I smiled. "What I propose is crazy, but it does have a chance – and if it works, it might avoid that ugliness."

"So, in a choice between ugly and crazy, let's see what crazy looks like." Said the Director.

"Here's my first idea," I said, flipping up a sheet of butcher paper on an easel. "The Republic of the Sinai."

"Huh." Said the Prime Minister. "How's that an improvement?"

"Ok." I said. "First up. The Egyptian Army stays on their side of the Suez. Any basing or deployments of anything other than UN Peacekeepers in the Sinai Republic is tantamount to an act of War."

"Ok" said the Prime Minister. "But it's a wasteland, with little to support much of a population."

"Right now it is." I said. "Here's the thing." I said. "Right now, the future is being made in electronics – and what are electronics made from?" I asked.

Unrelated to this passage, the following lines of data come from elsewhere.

PR #8060, opened 2024-07-10
Feat: Improvements to the migrations CLI and workflow

thetutlage:
FIXES: CORE-2495
FIXES: CORE-2482

Breaking change

This PR revamps the migration commands to work as per the new setup. Here's how the migrations will `run` and `revert` moving forward.

- The `run` command will continue to work as it is. I have to redo the CLI UI for it, but the behavior will remain the same.
- The `revert` command can only be used for specific modules. You can no longer revert migrations without specifying the module name. Here's the reasoning for that.

The goal of the `revert` command is to undo mistakes during development. We should not confuse `revert` with `rollback`, where the later one is used to rollback the database state to a previous version.

Since, the `revert` command intent is highly tied to development and that too within a specific module, you will have to run it against a module as well. There is no global `revert` anymore.

## Changelog

This PR revamps the migrations workflow and the CLI output entirely. Here's a summary of the changes.

- The commands remains the same as `npx medusa migrations run` and `npx medusa migrations revert`
- The CLI output has been changed to be more visually appealing and add separate migrations logs for each module with a line break.

### Breaking changes

The `revert` command has a breaking change that it requires one or more module names to perform the revert. It means, the action revert is not valid at the global/app level. It must be executed on a specific module.

If you are developing a custom module, you can run the `revert` command for it as follows.

```sh
# helloWorld is the moduleName
npx medusa migrations revert helloWorld
```


thetutlage:
Amazed that tests are passing already 🙄

thetutlage:
THE PR IS AVAILABLE FOR REVIEW. BUT, DO NOT MERGE.

packages/core/modules-sdk/src/medusa-app.ts
```diff
@@ -402,10 +403,34 @@ async function MedusaApp_({
     return await remoteQuery.query(query, variables, options)
   }
 
-  const applyMigration = async (linkModuleOptions, revert = false) => {
-    for (const moduleName of Object.keys(allModules)) {
-      const moduleResolution = MedusaModule.getModuleResolutions(moduleName)
+  const applyMigration = async ({
```
adrien2p, line 407: suggestion: As we discussed, we can probably move this one outside the main function wdyt?

packages/core/modules-sdk/src/medusa-app.ts
```diff
@@ -417,55 +442,73 @@ async function MedusaApp_({
...
+        ? { ...linkModuleOrOptions.options }
+        : {
+            ...(linkModuleOrOptions as Partial<ModuleServiceInitializeOptions>),
+          }
+
+    options.database ??= {
+      ...sharedResourcesConfig?.database,
+    }
+
+    await revertLinkModuleMigration(
```
adrien2p, line 510: Q: I suppose we will move that in a later pr right?

packages/core/modules-sdk/src/medusa-module.ts
```diff
@@ -544,6 +545,9 @@ class MedusaModule {
       options,
     })
 
+    const logger_ =
+      container?.resolve("logger", { allowUnregistered: true }) ?? logger
```
adrien2p:
```suggestion
      container?.resolve(ContainerRegistrationKeys.LOGGER, { allowUnregistered: true }) ?? logger
```

packages/core/modules-sdk/src/medusa-module.ts
```diff
@@ -572,6 +577,9 @@ class MedusaModule {
...
```
adrien2p:
```suggestion
      container?.resolve(ContainerRegistrationKeys.LOGGER, { allowUnregistered: true }) ?? logger
```

packages/medusa/src/commands/migrate.ts
```diff
@@ -11,7 +12,9 @@ const main = async function ({ directory }) {
   args.shift()
   args.shift()
 
+  const action = args[0]
   const container = await initializeContainer(directory)
+  container.register("logger", asValue(Logger))
```
adrien2p: todo: the initializeContainer already register the logger, so you should be fine here

packages/medusa/src/commands/migrate.ts
```diff
@@ -20,21 +23,39 @@ const main = async function ({ directory }) {
   const plugins = getResolvedPlugins(directory, configModule, true) || []
   const pluginLinks = await resolvePluginsLinks(plugins, container)
 
-  if (args[0] === "run") {
+  if (action === "run") {
+    Logger.info("Running migrations...\n")
```
adrien2p: Q: Do we need to add a new line since every call is on a new line?

packages/medusa/src/commands/migrate.ts
```diff
@@ -20,21 +23,39 @@ const main = async function ({ directory }) {
...
+
     await migrateMedusaApp({
       configModule,
       linkModules: pluginLinks,
       container,
     })
 
-    Logger.info("Migrations completed.")
+    Logger.info("\nMigrations completed")
```
adrien2p: same question

adrien2p (approved):
💪

packages/core/modules-sdk/src/medusa-app.ts
thetutlage: Yeah. First have to work on a `sync links` implementation and then remove it.

packages/medusa/src/commands/migrate.ts
thetutlage: I want an empty line after the `Running migrations` log to visually break the migration logs from the process start logs. It will be clear once I will post screenshots

packages/medusa/src/commands/migrate.ts
thetutlage: Yup.

thetutlage:
Screenshot 2024-07-11 at 1 02 21 PM

This is how the output looks like. I wish we could use a better logger for the CLI commands. Winston feels more like an app logger than a visually appealing logger

adrien2p:
> Screenshot 2024-07-11 at 1 02 21 PM
> This is how the output looks like. I wish we could use a better logger for the CLI commands. Winston feels more like an app logger than a visually appealing logger

Lovely :)

we might need to remove `service` from all the modules key cc @olivermrbl :)

packages/medusa/src/commands/migrate.ts
thetutlage: Makes sense!

olivermrbl:
> we might need to remove service from all the modules key 

+1, let's create a chore ticket for it 👍

thetutlage:
Here are a few more screenshots

**Error when running revert without module name**

Screenshot 2024-07-11 at 1 22 57 PM

**Reverting migrations from one module**

Ignore the logs from Link module. It is yet to be refactored

Screenshot 2024-07-11 at 1 23 16 PM

**Re-running reverted migrations**

Screenshot 2024-07-11 at 1 23 31 PM

olivermrbl:
Uhh this is sexy @thetutlage

olivermrbl:
Really digging these logs 😍

thetutlage:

They looked at me blankly.

I smiled. "Silicon."

"So?" asked the Prime Minister. Director David smiled, as he realized what I was saying.

"What does the Sinai Desert have lots of?" I asked.

"Sand – Oh." Said the Prime Minister. "Now I get it. Sand is Silicon Oxide. But you have to break it chemically to get pure silicon, no?"

"Ah," I said, "which is expensive, in terms of energy, unless you use solar collector arrays – which require sunlight"

"-Which the Sinai has plenty of." Said the Prime Minister.

"Which require unskilled labor to clean, but the Palestinians can supply that, as well as – if it is theirs, their fellow Arabs will not likely bomb and destroy those fragile mirror arrays, the way they would if they were Israeli Arrays."

"But those are expensive." Said the Prime Minister.

"Which is where we get some folks with money talking." I said. "I've already pre-prepared some talking papers back home, which are going out now. I was hoping things would happen this way. Certain men and companies will be offered shares in a possible backing company – companies, corporations, consortiums – to bankroll the Sinai Republic. We don't want this place to fail for lack of capital. Not when so much is possible."

Prime Minister Eshkol looked at me appraisingly. "You don't think small, do you?"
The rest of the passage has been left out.